Closed huangrunqian closed 2 years ago

huangrunqian commented 2 years ago

Why do you use fake labels instead of the input real labels here? ---> from angleproto.py

def forward(self, x, label=None):

    assert x.size()[1] >= 2

    out_anchor      = torch.mean(x[:,1:,:],1)
    out_positive    = x[:,0,:]
    stepsize        = out_anchor.size()[0]

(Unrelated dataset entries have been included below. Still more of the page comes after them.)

PR #753, opened 2018-04-11
Fix 2 bugs in calculating the cookbook dir from cookbook fles

tas50:
Both of these bugs happened when you matched on cookbook:

If you used the Chef 13+ recipe.rb or attribute.rb files we would end up 1 directory above the cookbook which would cause rules to fail
If you placed you templates directly in the templates directory you would end up 1 directory above the cookbook which would cause rules to fail

### DIFF
--- a/lib/foodcritic/linter.rb
+++ b/lib/foodcritic/linter.rb
@@ -264,8 +264,14 @@ module FoodCritic
       # we didn't find something in cache so look it up and cache it for later
       cook_val = Pathname.new(File.join(File.dirname(file),
                                         case File.basename(file)
-                                        when "metadata.rb" then ""
-                                        when /\.erb$/ then "../.."
+                                        when "recipe.rb", "attribute.rb", "metadata.rb" then ""
+                                        when /\.erb$/
+                                          if File.exist?(File.join(File.dirname(file), "../../metadata.rb")) ||
+                                             File.exist?(File.join(File.dirname(file), "../../metadata.json"))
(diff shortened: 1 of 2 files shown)


tas50:
This is differently broken:

FC071: Missing LICENSE file: chef-client/templates/default/LICENSE:1
FC071: Missing LICENSE file: chef-client/templates/default/clearlinux/LICENSE:1
FC071: Missing LICENSE file: chef-client/templates/default/debian/LICENSE:1
FC071: Missing LICENSE file: chef-client/templates/default/fedora/LICENSE:1
FC071: Missing LICENSE file: chef-client/templates/default/redhat/LICENSE:1
FC071: Missing LICENSE file: chef-client/templates/default/suse/LICENSE:1

lib/foodcritic/linter.rb
```diff
@@ -261,13 +261,30 @@ def cookbook_dir(file)
...
+      if file =~ /\.erb$/
+        # split each directory into an item in the array
+        dir_array = File.dirname(file).split(File::SEPARATOR)
+
+        # walk through the array of directories backwards until we hit the templates directory
+        position = -1
+        position -= 1 until dir_array[position] == "templates"
+
+        # go back 1 more position to get to the cookbook dir
+        position -= 1
```
damacus: This and 269 should/could be the same no?

tas50: if we're at say -3 already we need to make sure we're at -4. -3 would be the templates directory

PR #765, opened 2018-06-15
Bump ruby versions we test on in Travis

tas50:


tas50:
Same failure as before

PR #766, opened 2018-06-27
Remove FC012

tas50:
This is an outdated rule that looks for rdoc formatted readmes. No one uses these anymore and we already have a check that looks for readme.md so anyone using rdoc sees double alerts.


lamont-granquist:
ah, so old cookbooks on supermarket that use README.rdoc still get the no-README.md warning...  so ancient cookbooks that haven't been updated still throw something...

PR #767, opened 2018-06-27
Add FC121: Cookbook depends on cookbook made obsolete by Chef 14

tas50:
Check for users that are including cookbooks where the resources are
built into chef 14. I'm not tagging this with chef 14 since doing so
makes it seem like a thing you *must* fix to use chef 14. Getting rid of
these deps just speeds up chef and simplifies your depsolving a bit.

### DIFF
--- a/lib/foodcritic/rules/fc121.rb
+++ b/lib/foodcritic/rules/fc121.rb
@@ -1,6 +1,6 @@
 rule "FC121", "Cookbook depends on cookbook where resources are built into Chef 14" do
   tags %w{correctness}
   metadata do |ast, filename|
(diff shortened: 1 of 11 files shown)


lib/foodcritic/rules/fc121.rb
```diff
@@ -0,0 +1,6 @@
+rule "FC121", "Cookbook depends on cookbook where resources are built into Chef 14" do
```
lamont-granquist: The wording seems to read awkward, but I'm still sick-foggy-brain so not sure if that's me, and don't have a better idea.

tas50: I need @thommay

PR #772, opened 2018-06-28
Remove bogus resources from the metadata files

tas50:
Quick and dirty fix to remove a few more bogus resources. Slims the files down a lot.


lamont-granquist:
whyrun_safe_ruby_block is not bogus though?

PR #784, opened 2018-10-23
Disable FC121 until Chef 13 goes EOL

tas50:
I jumped the gun on this rule. We should wait until April.


damacus:
🎉

Issue #715, opened 2018-01-17
FC019 false positive on `node.force_default`


haidangwa:
This looks like a re-occurrence of #181 
---------------------------------------

chefdk: 2.4.17

My cookbook wraps the ssh_known_hosts cookbook. Foodcritic throws this FC019 violation exactly as discussed in #181.

My Gemfile:
```
gem 'berkshelf', '~> 6.3.1'
gem 'chef', '~> 12'
gem 'chef-zero'
gem 'chefspec', '~> 7.1.0'
gem 'foodcritic', '~> 12.2.2'
gem 'inspec' # constrained by kitchen-inspec
gem 'kitchen-ec2', '~> 1.4.0'
gem 'kitchen-inspec', '~> 0.20'
gem 'kitchen-sync', '~> 2.1'
gem 'rubocop', '~> 0.51.0'
gem 'test-kitchen', '~> 1.19.2'
```

`FC019: Access node attributes in a consistent manner`: The line that it complains about simply does
```
node.force_default['sshd']['config']['AuthorizedKeysFile'] = '/etc/ssh/authorized_keys/%u'
```

Changing this to use `node.default` instead will get rid of the violation warning.

TravisWhitehead:
I've researched this further. Even if I generate a `chef_dsl_metadata/chef_13.8.5.json` (beause I am using Chef 13.8.5) by following [these instructions](https://github.com/Foodcritic/foodcritic/blob/master/chef_dsl_metadata/README.md), this false-positive persists when I use `node.force_default`.

I noticed that in the generated file `force_default` is not present in the `dsl_methods` list, but if I add it to that list then no false-positive FC019 occurs.

In an old solution to #181, PR #364 [added `Chef::Node::Attribute.public_instance_methods` to `chef_node_methods` ](https://github.com/Foodcritic/foodcritic/pull/364/files#diff-d0a4237ec556e37293d4542e8fa30b58) as a solution to the FC019 false-positive discussed in #181.

I've tried adding `Chef::Node::Attribute.public_instance_methods` to `chef_dsl_methods` in [`chef_dsl_metadata/Rakefile`](https://github.com/Foodcritic/foodcritic/blob/master/chef_dsl_metadata/Rakefile#L21-L28) and have found that the files generated from this modified Rakefile no longer produce a false-positive FC019.

I'm unsure if this is a suitable solution, so I would like some input from the foodcritic community. I may make a PR soon requesting commentary on this fix.

PR #793, opened 2019-03-05
Fix node_method? to check chef_node_methods instead of chef_dsl_methods

TravisWhitehead:
**Edit:**
lamont-granquist pointed out that my original fix (described below) is wrong. The actual problem was that `node_method?` was checking `chef_dsl_methods` when it should have been `chef_node_methods`. This PR now fixes that method, removes an old workaround stemming from this bug from `chef_dsl_metadata/Rakefile`, and regenerates the `chef_dsl_metadata/` files.

-----

In #715 there is a false-positive FC019 occurring when using `node.force_default`. This PR proposes a solution that seems to prevent this false-positive, though based on the FIXME already present in the Rakefile I get the feeling that this may not be an ideal solution. This solution is inspired by the fix in #364 (which was addressing a similar bug in #181).

As I've discussed in #715, it seems that `force_default` must be present in the `dsl_methods` list in these generated `chef_dsl_metadata/chef_X.Y.Z.json` files, otherwise this false-positive FC019 occurs.

I would welcome some input from the Foodcritic community as to whether this is an appropriate fix, or if there's something better we can do.


lamont-granquist:
so #181 should have fixed this.   if there is a problem here it is that something is using `chef_dsl_methods` when it should be using `chef_node_methods`, which needs to get fixed.  this seems pretty obviously the wrong way to fix this.

lamont-granquist:
like why does `def node_method?` in lib/foodcritic/api use `chef_dsl_methods` and not `chef_node_methods`?

lamont-granquist:
yeah, as far as i can tell when this got written only chef_dsl_methods existed:

https://github.com/Foodcritic/foodcritic/commit/935a712cee7bc93b129109da1f0503ac04819caf

the node_dsl_methods were introduced later and FC019 was never updated to use it:

https://github.com/Foodcritic/foodcritic/commit/6a776d969d4b84373635f4e4e60b40991a7c2a1e

the mistake of including the node methods in the dsl methods dates back to when that was originally created and seems to be a straight up thinko as far as i can see:

https://github.com/Foodcritic/foodcritic/commit/1685d977948888f888d935fc7ec827bee4e04321

so `node_method?` should be changed to use `chef_node_methods`, the Chef::Node should actually be removed from `chef_dsl_methods`, and then any remaining newly exposed issue should get cleaned up.

TravisWhitehead:
Thank you for clarifying the source of the actual bug and the fix, as well as the quick response!

I've updated my branch with what I believe is the fix you described. It does resolve the false-positive that I was experiencing.

tas50:
Thanks @TravisWhitehead

PR #3667, opened 2023-04-28
feat(core): convert commands to use nx project graph instead of package graph

fahslaj:


libs/legacy-core/src/lib/run-topologically.spec.ts
fahslaj, line 1: Test cases created by observing Lerna's existing behavior.

packages/lerna/src/commands/publish/lib/get-tagged-packages.ts
fahslaj, line 1: This and `get-unpublished-packages` below are no longer exported from Lerna. If absolutely needed, we can add back and export the old version of the function that uses the package graph.

libs/commands/publish/README.md
```diff
@@ -146,28 +145,6 @@ lerna publish from-package --git-head ${CODEBUILD_RESOLVED_SOURCE_VERSION}
 
 Under all other circumstances, this value is derived from a local `git` command.
 
-### `--graph-type <all|dependencies>`
```
fahslaj, line 149: --graph-type is no longer supported. This was called out as deprecated in the code, giving a warning when used that it would be removed in Lerna v6.

PR #3699, opened 2023-05-31
feat(publish): support custom directory per-package

fahslaj:
## Description

Adds support for a "lerna.publish" config option in package.json files. This tells Lerna which directory to publish for the package and if any assets should be copied to the directory before publishing.

## Motivation and Context

This allows for publishing directories outside of the source directory of the package. This is especially helpful for patterns where the output of a package is written to a `dist/packages/...` directory in the root of the workspace.

## How Has This Been Tested?

This has been tested manually and covered by e2e tests

## Types of changes

## Checklist:


matheo:
@fahslaj I wonder if I give a `--directory` to `lerna publish`
it should sync the new version to that dir too when it bumps the source version and commit the new tag.

Currently I have to build my own script to hook `version` globally but now it makes sense to me that it should be the default behavior. WDYT?

matheo:
@fahslaj @JamesHenry I just created this PR to cover the package contents version after I failed to build a custom script, instead it was easier to have all the info inside `lerna` itself: https://github.com/lerna/lerna/pull/3787

PR #3704, opened 2023-06-01
feat(publish): experimental automatic versioning strategy

fahslaj:
## Description

Adds support for an experimental versioning strategy. With this enabled, Lerna will:
- Not commit changes from `lerna version`
- Automatically --force-publish during `lerna version`
- Detect the previous version from git tags instead of package.json files during `lerna publish`
- Use `npm view` to determine the global version instead of the version number in lerna.json

## Types of changes

## Checklist:


JamesHenry:
Will revisit after v7

matheo:
@JamesHenry so how is it working ATM?
I'm using `npm view` in a custom script to sync my `main` but the original implementation didn't consider the conflicts.
For branches I guess the algorithm should check the next bump carefully, not just the latest version but perhaps the next `14.x` bugfix/feat release.

PR #2952, opened 2021-07-23
fix(npm-publish): Allows disabling of strict SSL checks

10hendersonm:
## Description

Alias `strict-ssl` npm configuration setting to `strictSSL` publish `opts`.

## Motivation and Context

Since lerna 4, `npm_config_strict_ssl=false` is not respected by the publish process. My team publishes to an internal private registry for CI builds to avoid polluting our `npm view [package] versions` unnecessarily, but we don't (currently?) have SSL working on that garbage heap.

While `strict-ssl` is resolved out of environment and npm settings in `@lerna/npm-conf`, there's nothing downstream looking for that. [`libnpmpublish`](https://www.npmjs.com/package/libnpmpublish) passes all extra arguments directly down to [`npm-registry-fetch`](https://www.npmjs.com/package/npm-registry-fetch), but `npm-registry-fetch` is reading for `strictSSL` rather than `strict-ssl`.

closes #2942 

## How Has This Been Tested?

I monkey patched\* the changes into a monorepo I was previously unable to publish to our private registry.

Prior to implementing the changes, adding `npm_config_strict_ssl=false` either A) prepended on the command line (`npm_config_strict_ssl=false npx lerna publish ....`) as environment; or B) applied in a root-level `.npmrc` file would have no impact. This can be validated by running the lerna command in VS Code's `JavaScript Debug Terminal` and placing a breakpoint on this line:

https://github.com/lerna/lerna/blob/a47fc294393a3e9507a8207a5a2f07648a524722/utils/npm-publish/npm-publish.js#L91

When in the un-aliased state, the `opts` / `innerOpts` will still show a `strict-ssl` value, but if you `Go to Definition` or `step into` `libnpmpublish`'s `publish` method and follow down through to `npm-registry-fetch`'s default export method, you'll find that it's passing the `opts.strictSSL` property through to [`make-fetch-happen`'s `fetch` method](https://www.youtube.com/watch?v=Pubd-spHN-0):

https://github.com/npm/npm-registry-fetch/blob/8954f61d8d703e5eb7f3d93c9b40488f8b1b62ac/index.js#L126

After implementing the alias change to `npm-publish.js` and re-running, the breakpoint will now show `strict-ssl` **AND** `strictSSL` in the `opts`. You can follow them down the function calls and see the value get passed correctly all the way to `fetch`.

I've included a unit test to validate this functionality performs the aliasing as expected.

\* _You could probably do the same with `npm link`. I just forgot to._

## Types of changes

[...]

PR #3747, opened 2023-06-23
fix: fix strict-ssl mapping for node-fetch-registry during unpublished projects lookup

### LINKED ISSUE #3746: Lerna doest not respect strict-ssl=false in .npmrc for registry lookup
## Current Behavior

This is a followup of #2942 and #2952 .

If you are using self signed certificates the lookup via pacote will always fail with:

> lerna WARN Unable to determine published version, assuming "..." unpublished.

Even if strict-ssl is set to false. This is the same behavior like in #2952 explained. node-fetch-registry is using strictSSL instead of strict-ssl as option name.

```
{
  "code": "SELF_SIGNED_CERT_IN_CHAIN",
  "errno": "SELF_SIGNED_CERT_IN_CHAIN",
  "type": "system"
  "stack": "FetchError: request to ... failed, reason: self signed certificate in certificate chain
    at ClientRequest.<anonymous> (project\node_modules\minipass-fetch\lib\index.js:130:14)
    at ClientRequest.emit (node:events:527:28)
    at TLSSocket.socketErrorListener (node:_http_client:454:9)
    at TLSSocket.emit (node:events:539:35)
    at emitErrorNT (node:internal/streams/destroy:157:8)
    at emitErrorCloseNT (node:internal/streams/destroy:122:3)
    at processTicksAndRejections (node:internal/process/task_queues:83:21)"
}
```

## Expected Behavior

Should be able to lookup in a registry with self-signed certificates.

## Steps to Reproduce

1. Use a registry with self-signed certificates
2. Run `npx lerna publish from-package` to lookup packages there
3. It will always try to publish all packages regardless if they are already there.

### Environment

 Environment info:

  System:
    OS: Windows 10 10.0.19045
    CPU: (12) x64 AMD Ryzen 5 5600G with Radeon Graphics
  Binaries:
    Node: 16.15.0 - C:\nodejs\node.EXE
    Yarn: 1.22.19 - C:\Program Files (x86)\Yarn\bin\yarn.CMD
    npm: 8.5.5 - C:\nodejs\npm.CMD
  Utilities:
    Git: 2.39.1.
  npmPackages:
    lerna: ^6.4.1 => 6.5.1

CSchulz:
fixes #3746 

## Description
There is a missing mapping of strict-ssl for unpublished projects lookup.
This results into falsy unpublished projects.

## Motivation and Context
We are using lerna to automatically determine which packages are unpublished. We have encountered the issue it tries to publish packages again and again regardless if they are already published.
With debugging I have found out there is an issue using the given strict-ssl attribute. It is not passed to pacote correctly.

In general it is the same issue like here #2952 

## How Has This Been Tested?
I have debugged everything and also tried to write an unit test which should cover this scenario.

## Types of changes

## Checklist:

  - there are some tests failing (perhaps of my Windows environment)

### DIFF
--- a/libs/commands/publish/src/lib/fetch-config.ts
+++ b/libs/commands/publish/src/lib/fetch-config.ts
@@ -1,6 +1,7 @@
 import log from "npmlog";
 
 export interface FetchConfig {
+  [key: string]: unknown;
   fetchRetries?: number;
   log: typeof log;
   registry?: string;
--- a/libs/commands/publish/src/lib/get-projects-with-unpublished-packages.spec.ts
+++ b/libs/commands/publish/src/lib/get-projects-with-unpublished-packages.spec.ts
@@ -82,3 +82,26 @@ test("getProjectsWithUnpublishedPackages with private package", async () => {
     }),
   ]);
 });
+
+test("getProjectsWithUnpublishedPackages with strict-ssl = false", async () => {
+  const cwd = await initFixture("public-private");
+  const packages = await getPackages(cwd);
+  const projectNodes = packages.map(
+    (pkg): ProjectGraphProjectNodeWithPackage => ({
+      name: pkg.name,
+      type: "lib",
+      data: { root: pkg.location },
+      package: pkg,
+    })
+  );
+
+  const opts = {'strict-ssl': false};
+  const pkgs = await getProjectsWithUnpublishedPackages(projectNodes, opts);
+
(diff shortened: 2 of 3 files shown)


JamesHenry:
Thanks @CSchulz, please run `npm run format:write` and commit the results, the formatting check is currently failing

JamesHenry (approved):
Thanks!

    cos_sim_matrix  = F.cosine_similarity(out_positive.unsqueeze(-1),out_anchor.unsqueeze(-1).transpose(0,2))
    torch.clamp(self.w, 1e-6)
    cos_sim_matrix = cos_sim_matrix * self.w + self.b

    label   = torch.from_numpy(numpy.asarray(range(0,stepsize))).cuda()
    nloss   = self.criterion(cos_sim_matrix, label)
    prec1   = accuracy(cos_sim_matrix.detach(), label.detach(), topk=(1,))[0]

    return nloss, prec1
huangrunqian commented 2 years ago

Made it out finally~

speaker-lover commented 2 years ago

Excuse me, what is the result of using this loss function? I got eer=2.6 minDCF=0.2. Is this normal? Does it belong to self-supervised learning method or supervised learning method?

huangrunqian commented 2 years ago

I just use the loss function, while the model and data are different, so the result is not comparable. Maybe you could check and compare your result with that of the original paper. As you use the speaker labels, it's a supervised learning method.